# extracting honey



## TwT (Aug 5, 2004)

this will be my first extraction and I hear about not doing extraction on a humid day and to extract on a day that is atlest 80 degrees, i also heard about not all honey is capped, I dont have one of those refractor meters, I have taken 1 frame out of the hives and extracted it to see if it would ferment, I strained it through a stocking, it had some very small bubbles in it that made it look kinda cloudy but 2 days after it was light golden color and no bubbles.any advis would be appreciated. and some helpful tips too.


----------



## mark williams (Jan 19, 2003)

It help's to stack the supers where air can get through them & then place a fan air to blow through them.If you have a dehumdifier to place in the room with them,So much the better.
Also after you extract the honey,Let it settle in a container for a couple of day's before you bottle it,That way the slum & debries float to the top along with alot of the bubbles.>>>>Mark


----------



## John Russell (Aug 8, 2003)

Be careful not to dry it down too much if you are using a dehumidifier.
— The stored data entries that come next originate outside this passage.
PR #17124, opened 2022-09-17
Inspector formatting (pedestrian #[derive(Debug)])

markuspf:
### Scope & Purpose

* Adds `auto serialize(T& v) -> SharedSlice` for inspectable `T`.
* Adds `inspection_formatter` that allows explicit specialisation of `fmt::formatter` for types that are inspectable. This is inspired by the `ostream_formatter` from `fmt 9.1.0`.
* Requires `fmt-9.1.0` which is added in #17123 

The helper formats using the added `serialize` function and either `toJson` (not pretty) or `toString` (prettier) using format strings `{:u}` and `{:p}`.
```
struct Foo { uint32_t v; };

template<typename Inspector>
auto inspect(Inspector f, Foo& v) {
  return f.object(v).fields(f.field("v", v.v));
}

template<>
struct fmt::formatter<Foo> : arangodb::inspection::inspection_formatter {};

fmt::print("A Foo: {}", Foo{.v = 15});
```

It is worth keeping in mind that every serialisation will create a VPackBuilder and serialise the whole object into it before printing, which might be quite inefficient. Future iterations could use a special FormattingInspector.

### DIFF
--- a/lib/Inspection/VPack.h
+++ b/lib/Inspection/VPack.h
@@ -43,7 +43,7 @@ void serialize(Builder& builder, T& value) {
 }
 
 template<class T>
-auto serialize(T& value) -> std::shared_ptr<Builder> {
+[[nodiscard]] auto serialize(T& value) -> std::shared_ptr<Builder> {
   auto builder = std::make_shared<Builder>();
   serialize(*builder, value);
   return builder;
--- a/lib/Inspection/VPack.h
+++ b/lib/Inspection/VPack.h
@@ -43,10 +43,10 @@ void serialize(Builder& builder, T& value) {
 }
 
 template<class T>
-[[nodiscard]] auto serialize(T& value) -> std::shared_ptr<Builder> {
-  auto builder = std::make_shared<Builder>();
-  serialize(*builder, value);
-  return builder;
+[[nodiscard]] auto serialize(T& value) -> SharedSlice {
+  auto builder = Builder();
+  serialize(builder, value);
+  return builder.sharedSlice();
 }
 
 namespace detail {
--- a/lib/Inspection/VPack.h
+++ b/lib/Inspection/VPack.h
@@ -46,7 +46,7 @@ template<class T>
 [[nodiscard]] auto serialize(T& value) -> SharedSlice {
   auto builder = Builder();
   serialize(builder, value);
-  return builder.sharedSlice();
+  return std::move(builder).sharedSlice();
 }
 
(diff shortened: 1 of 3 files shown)


lib/Inspection/VPack.h
```diff
@@ -42,6 +42,13 @@ void serialize(Builder& builder, T& value) {
   }
 }
 
+template<class T>
+[[nodiscard]] auto serialize(T& value) -> std::shared_ptr<Builder> {
+  auto builder = std::make_shared<Builder>();
+  serialize(*builder, value);
+  return builder;
+}
```
mpoeter, line 50: Any particular reason why we return a shared_ptr instead of a Builder?

mpoeter (approved):

lib/Inspection/VPack.h
maierlars: Builder are pretty expensive object to move around. However, I would suggest to use something else than a builder entirely. Something that still owns the slice.

markuspf: Returning a builder was the obvious thing that I knew to return; as Lars says, builders are fairly heavy, so a pointer seemed like not the worst idea.

Then I thought about having a structure that owns a slice (or a builder), would https://github.com/arangodb/velocypack/blob/main/include/velocypack/SliceContainer.h be the correct thing to use?

markuspf: Looking at this again
 * the formatter overload should be for a velocypack slice,
 * serialize could return just a SliceContainer because we don't really want to be able to fiddle about with that slice again, anyway.

lib/Inspection/VPack.h
```diff
@@ -42,6 +42,13 @@ void serialize(Builder& builder, T& value) {
   }
 }
 
+template<class T>
+[[nodiscard]] auto serialize(T& value) -> SharedSlice {
+  auto builder = Builder();
+  serialize(builder, value);
+  return builder.sharedSlice();
```
mpoeter, line 49: This will copy the buffer into a new SharedSlice. To prevent the copy you could do:
```suggestion
  return std::move(builder).sharedSlice();
```
But since I could only find one usage of this serialize function in `inspection_formatter::format` I am wondering why we don't just create a local Builder instance there and use the existing serialize function that takes the builder

markuspf: Because I imagine using this `serialize` function in other places and not just in the formatter ;)

PR #17126, opened 2022-09-18
[PREGEL] Improved explanation of Pregel SCC and tidification

romanatarango:
Improved explanation of Pregel's SCC algorithm, trivial changes according to clang-tidy.

### DIFF
--- a/arangod/Pregel/Graph.h
+++ b/arangod/Pregel/Graph.h
@@ -30,9 +30,9 @@
 #include <cstdint>
 #include <functional>
 #include <string>
+#include <utility>
 
-namespace arangodb {
-namespace pregel {
+namespace arangodb::pregel {
 
 typedef uint16_t PregelShard;
 const PregelShard InvalidPregelShard = -1;
@@ -41,8 +41,8 @@ struct PregelID {
   std::string key;    // std::string 24
   PregelShard shard;  // uint16_t
 
-  PregelID() : key(""), shard(InvalidPregelShard) {}
-  PregelID(PregelShard s, std::string const& k) : key(k), shard(s) {}
+  PregelID() : shard(InvalidPregelShard) {}
+  PregelID(PregelShard s, std::string  k) : key(std::move(k)), shard(s) {}
 
   bool operator==(const PregelID& rhs) const {
     return shard == rhs.shard && key == rhs.key;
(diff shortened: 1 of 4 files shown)


arangod/Pregel/Graph.h
```diff
@@ -41,8 +41,8 @@ struct PregelID {
   std::string key;    // std::string 24
   PregelShard shard;  // uint16_t
 
-  PregelID() : key(""), shard(InvalidPregelShard) {}
-  PregelID(PregelShard s, std::string const& k) : key(k), shard(s) {}
+  PregelID() : shard(InvalidPregelShard) {}
+  PregelID(PregelShard s, std::string k) : key(std::move(k)), shard(s) {}
```
markuspf, line 45: This looks dubious to me, did clang-tidy suggest that?

romanatarango: Yes. `key("")` because a string is initialized to the empty string by default and `std::move(k)` because the string is anyway copied into the parameter, now it can be reused.

arangod/Pregel/Graph.h
```diff
@@ -184,19 +188,20 @@ class Vertex {
...
+  [[nodiscard]] std::string_view key() const {
+    return std::string_view(_key, keyLength());
+  }
   V const& data() const& { return _data; }
   V& data() & { return _data; }
 
-  PregelID pregelId() const {
-    return PregelID(_shard, std::string(_key, keyLength()));
+  [[nodiscard]] PregelID pregelId() const {
+    return {_shard, std::string(_key, keyLength())};
```
markuspf, line 200: I found the original more clear. If it must be a brace-initialisation (why?), then
```suggestion
    return PregelID{_shard, std::string(_key, keyLength())};
```

markuspf (approved):
LGTM, needs a Jenkins.

markuspf:
Random thought: maybe update the description of the algorithm with a worst-case runtime estimate?

romanatarango:
> Random thought: maybe update the description of the algorithm with a worst-case runtime estimate?

Did it. The worst case is O(n * m) or O((n+m)^2), the average case is somewhat subtle. I could get only O(m^2 / log(m)) as an upper bound both for the running time and number of gss. Also added possible improvements.

PR #17152, opened 2022-09-21
Allow children to have children

markuspf:
ArangoDB is very trigger happy with blocking signals on startup by calling `maskAllSignals`; this propagates to children, and thus prevented me from running `ctest` from the `unittests` script.

This is an attempt at a fix: just `unmaskAllSignals` in the child after a fork.


jsteemann (approved):
Looks reasonable, and doesn't affect arangod executables.

PR #17157, opened 2022-09-21
[CINFRA-485] Intermediate Commits

apetenchea:
### Scope & Purpose

This PR adds support for intermediate commits in replication2 databases.
Changes:
- `checkIntermediateCommit` used to perform both the check and trigger an intermediate commit if one was needed. This PR splits it up into two functions, `isIntermediateCommitNeeded` and `triggerIntermediateCommit`. On the follower, `triggerIntermediateCommit` is called without a check and a read snapshot is not needed.
- `performIntermediateCommitIfRequired` now returns a `Future`, because the leader of a replicated state has to wait for the `kIntermediateCommit` entry to be committed before continuing.
- The truncate operation still blocks on `performIntermediateCommitIfRequired`
- Integration and unit tests have been updated. Also, some of the tests in `common/shell/shell-transaction.js` provide coverage for intermediate commits. We used them after changing locally the default replication type to replication2.
- We're making better use of the Inspector for `DocumentLogEntry`.

- [ ] :hankey: Bugfix
- [x] :pizza: New feature

### Checklist

- [ ] Tests
  - [ ] **Regression tests**
  - [x] C++ **Unit tests**
  - [x] **integration tests**
  - [ ] **resilience tests**
- [ ] Backports


arangod/ClusterEngine/ClusterTransactionState.cpp
```diff
@@ -171,8 +171,13 @@ Result ClusterTransactionState::abortTransaction(
   return {};
 }
 
-Result ClusterTransactionState::performIntermediateCommitIfRequired(
-    DataSourceId cid) {
+arangodb::Result ClusterTransactionState::triggerIntermediateCommit() {
+  TRI_ASSERT(false);  // should never be called!
+  return {};
```
mpoeter, line 176: Should we just throw here (like we do in `performIntermediateCommitIfRequired`)?

arangod/ClusterEngine/ClusterTransactionState.h
```diff
@@ -52,7 +52,9 @@ class ClusterTransactionState final : public TransactionState {
   /// @brief abort a transaction
   [[nodiscard]] Result abortTransaction(transaction::Methods* trx) override;
 
-  [[nodiscard]] Result performIntermediateCommitIfRequired(
+  virtual arangodb::Result triggerIntermediateCommit() override;
```
mpoeter, line 55:
```suggestion
  Result triggerIntermediateCommit() override;
```

arangod/Transaction/Methods.cpp
```diff
@@ -3007,7 +3023,7 @@ Future<Result> Methods::replicateOperations(
             operation),
         state()->id(),
         replication2::replicated_state::document::ReplicationOptions{});
-    return Result{};
+    return performIntermediateCommitIfRequired(collection->id());
```
mpoeter, line 3026: Why? This is happening immediately after `replicateOperation`, which itself should already call `performIntermediateCommitIfRequired`. I think we should instead just return the result of the `replicateOperation` call.

mpoeter (changes requested):
I know that there have been some conflicting changes in devel recently. We should merge latest devel into staging and then update this branch with staging to fix the conflicts as part of this PR.

arangod/Transaction/Methods.cpp
mpoeter: Sorry, I was confused by the diff! All good!

arangod/Replication/DatabaseInitialSyncer.cpp
```diff
@@ -442,7 +442,12 @@ arangodb::Result fetchRevisions(
       futures.pop_front();
       shoppingLists.pop_front();
       TRI_ASSERT(futures.size() == shoppingLists.size());
-      res = trx.state()->performIntermediateCommitIfRequired(collection.id());
+
+      auto fut =
+          trx.state()->performIntermediateCommitIfRequired(collection.id());
+      TRI_ASSERT(fut.isReady());
```
mchacki, line 448: Is this assertion correct?
This would indicate that there is not actually a "Future" here but the above method is synchronous.
Also i do not think this assert is required, with the below `get()` we will wait for the readiness, so not Production issue, may just be triggered within our tests and surprise someone.

If this is correct, please add a comment here why this future is always ready.

arangod/Replication/DatabaseInitialSyncer.cpp
```diff
@@ -2047,7 +2052,9 @@ Result DatabaseInitialSyncer::fetchCollectionSyncByRevisions(
       }
       toFetch.clear();
 
-      res = trx->state()->performIntermediateCommitIfRequired(coll->id());
+      auto fut = trx->state()->performIntermediateCommitIfRequired(coll->id());
+      TRI_ASSERT(fut.isReady());
```
mchacki, line 2056: See above comment

arangod/RocksDBEngine/ReplicatedRocksDBTransactionState.cpp
```diff
@@ -231,6 +234,20 @@ void ReplicatedRocksDBTransactionState::addIntermediateCommits(uint64_t value) {
                                  "invalid call to addIntermediateCommits");
 }
 
+arangodb::Result
+ReplicatedRocksDBTransactionState::triggerIntermediateCommit() {
+  THROW_ARANGO_EXCEPTION_MESSAGE(TRI_ERROR_INTERNAL,
```
mchacki, line 239: Why is this a THROW and not a return of Result?

return would be expected, throw not

arangod/RocksDBEngine/RocksDBTransactionMethods.h
```diff
@@ -56,7 +56,10 @@ class RocksDBTransactionMethods : public RocksDBMethods {
   virtual Result abortTransaction() = 0;
 
   // Only relevant for RocksDBTrxMethods
-  virtual Result checkIntermediateCommit() { return {}; }
+  virtual bool isIntermediateCommitNeeded() { return false; }
+  virtual Result triggerIntermediateCommit() {
+    THROW_ARANGO_EXCEPTION(TRI_ERROR_NOT_IMPLEMENTED);
```
mchacki, line 61: Why is this a THROW and not a return Result?

I understand it should never be called, however return is handled gracefully, throw potentially not.

tests/Mocks/StorageEngineMock.cpp
```diff
@@ -2115,7 +2116,13 @@ TransactionStateMock::commitTransaction(arangodb::transaction::Methods* trx) {
   return arangodb::Result();
 }
 
-arangodb::Result TransactionStateMock::performIntermediateCommitIfRequired(
+arangodb::Result TransactionStateMock::triggerIntermediateCommit() {
+  THROW_ARANGO_EXCEPTION_MESSAGE(TRI_ERROR_INTERNAL,
```
mchacki, line 2120: Why throw? would prefer return Result here again

mchacki (changes requested):
Some really minor changes, in general this looks very good and clean. Thank you for this!

arangod/Replication2/StateMachines/Document/DocumentLogEntry.h
```diff
@@ -44,21 +44,28 @@ enum class OperationType {
...
-  kAbortAllOngoingTrx
+  kAbortAllOngoingTrx,
+  kIntermediateCommit,
 };
 
-auto to_string(OperationType) noexcept -> std::string_view;
+template<class Inspector>
+auto inspect(Inspector& f, OperationType& p) {
+  return f.enumeration(p).values(
+      OperationType::kInsert, "Insert",                          //
```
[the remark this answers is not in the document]
mpoeter: On the follower side we handle everything by doing a replace. However, I would like to keep those in case we want to change that in the future (provided we can figure out how we can do this by replicating only the changes and not the complete document).

arangod/Replication/DatabaseInitialSyncer.cpp
mpoeter: Yes, this is correct, because this is an intermediate commit on the local rocksdb transaction. `performIntermediateCommitIfRequired` now returns a future, because _iff_ the transaction in question is operates on a replication 2.0 database and is the leader, then the intermediate commit needs to be replicated, which is an asynchronous operation, before we perform the local commit. In all other cases, we synchronously perform the local commit only. Since this is replication1 specific code, everything is synchronous.

arangod/Replication/DatabaseInitialSyncer.cpp
mpoeter: See explanation above.

arangod/RocksDBEngine/RocksDBTransactionMethods.h
mpoeter: If this is ever called, then this is a serious bug. Not sure if this can actually be handled gracefully in a _correct_ way. So maybe we should even use a `ADB_PROD_ASSERT(false)` (which would actually terminate the process).

arangod/Replication2/StateMachines/Document/DocumentLogEntry.h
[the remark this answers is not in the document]
mchacki: Okay :+1:

apetenchea:
Using ADB_PROD_ASSERT instead of throwing.
Previous Jenkins run is blue: https://jenkins01.arangodb.biz/job/arangodb-matrix-pr/24750/
Compiled locally. No need for another Jenkins run, as the last commit only touches dead code.

PR #17159, opened 2022-09-21
Add embedded variant format

mpoeter:
### Scope & Purpose

New variant encoding that puts the `type` indicator field on the same level as the various objects.

- [x] :pizza: New feature

### Checklist

- [x] Tests
  - [x] C++ **Unit tests**


maierlars (approved):

mpoeter:
Blue except for unrelated error

PR #17163, opened 2022-09-22
Activate and fix LockStressTest.cpp

markuspf:
### Scope & Purpose

`Cache/LockStressTest.cpp` wasn't listed in CMakeLists.txt, and hence neither compiled nor run.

If you go below 17% it gets a lot harder to get it out of the comb.
You can always take a sample of honey that you know is o.k. , with fingerfull you have scooped up from a comb and compare viscosity.
Having ruined a pail or two of honey in my time, I'd really recomend the refractometer. Check ebay for good buys. They can be as cheap as 50 bucks, and are better than loosing a crop.

J.R.


----------



## BubbaBob (Jan 18, 2005)

Then there is the "shake test"

Hold a frame with the comb parallel to the ground. Shake it...HARD...like you were shaking bees off. If a shower of liquid comes out, it's not honey...it's still nectar and needs more drying. If it stays in the comb despite being only partially capped you can figger it's usually dry enough to extract and bottle.

BubbaBob


----------